## EXERCISE AIM:
The answer should consist of every line in the material below that has the word "array".

## ENTRIES PROVIDED:

PR #2449, opened 2021-08-24
feat: integrate test notifications for endpoints

### LINKED ISSUE #2287: Notebooks: I can test an alert from the alert panel
We would like for users to be able to test an alert from the alert panel to ensure the alert endpoint is set up properly, message shows up as intended, and alert conditions are accurately set.

### Acceptance Criteria

- When a user clicks on the test endpoint button a message is sent to the chosen endpoint
- When the test alert is sent, a notification at the top of the notebook shows that a test alert has been sent to the chosen endpoint

Design: @juliajames12 

Design file: https://www.figma.com/file/a7qLfWdlUDrhab9aWIxE65/Create-an-Alert-from-Notebook?node-id=684%3A4957

Asalem1:
Closes #2287

This PR adds the ability for a user to send a test notification with integrated services like making an http post request, a pagerduty alert, and a slack notification.

### DIFF
--- a/src/flows/pipes/Notification/Endpoints.tsx
+++ b/src/flows/pipes/Notification/Endpoints.tsx
@@ -2,6 +2,8 @@ import Slack from 'src/flows/pipes/Notification/Slack'
 import PagerDuty from 'src/flows/pipes/Notification/PagerDuty'
 import HTTP from 'src/flows/pipes/Notification/HTTP'
 
+const TEST_NOTIFICATION = 'This is a test notification'
+
 export const DEFAULT_ENDPOINTS = {
   slack: {
     name: 'Slack',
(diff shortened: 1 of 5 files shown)


src/flows/pipes/Notification/Endpoints.tsx
```diff
@@ -27,6 +31,16 @@ export const DEFAULT_ENDPOINTS = {
...
   )`,
+    generateTestQuery: data => `
+  slack.message(
+    url: "${data.url}",
+    channel: "${data.channel || ''}",
+    text: "${TEST_NOTIFICATION}",
+    color: "${data.color || '#34BB55'}"
+  )
+
+  array.from(rows: [{value: 0}])
```
Asalem1, line 42: need the array.from on all these or the query returns an error because ... flux

src/flows/pipes/Notification/PagerDuty.tsx
```diff
@@ -43,7 +43,7 @@ const PagerDuty: FC = () => {
       <Form.Element label="Routing Key">
         <Input
           name="key"
-          type={InputType.Text}
+          type={InputType.Password}
```
Asalem1, line 46: changed this for consistency. Not married to the idea, but we should consider allowing the user to toggle visibility here

drdelambre: there's a greater arc where we're supposed to have support for secrets in here, but that hasn't come from design yet, so this is totally fine

drdelambre (approved):
this looks great!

## ANSWER SPACE:
+  array.from(rows: [{value: 0}])
Asalem1, line 42: need the array.from on all these or the query returns an error because ... flux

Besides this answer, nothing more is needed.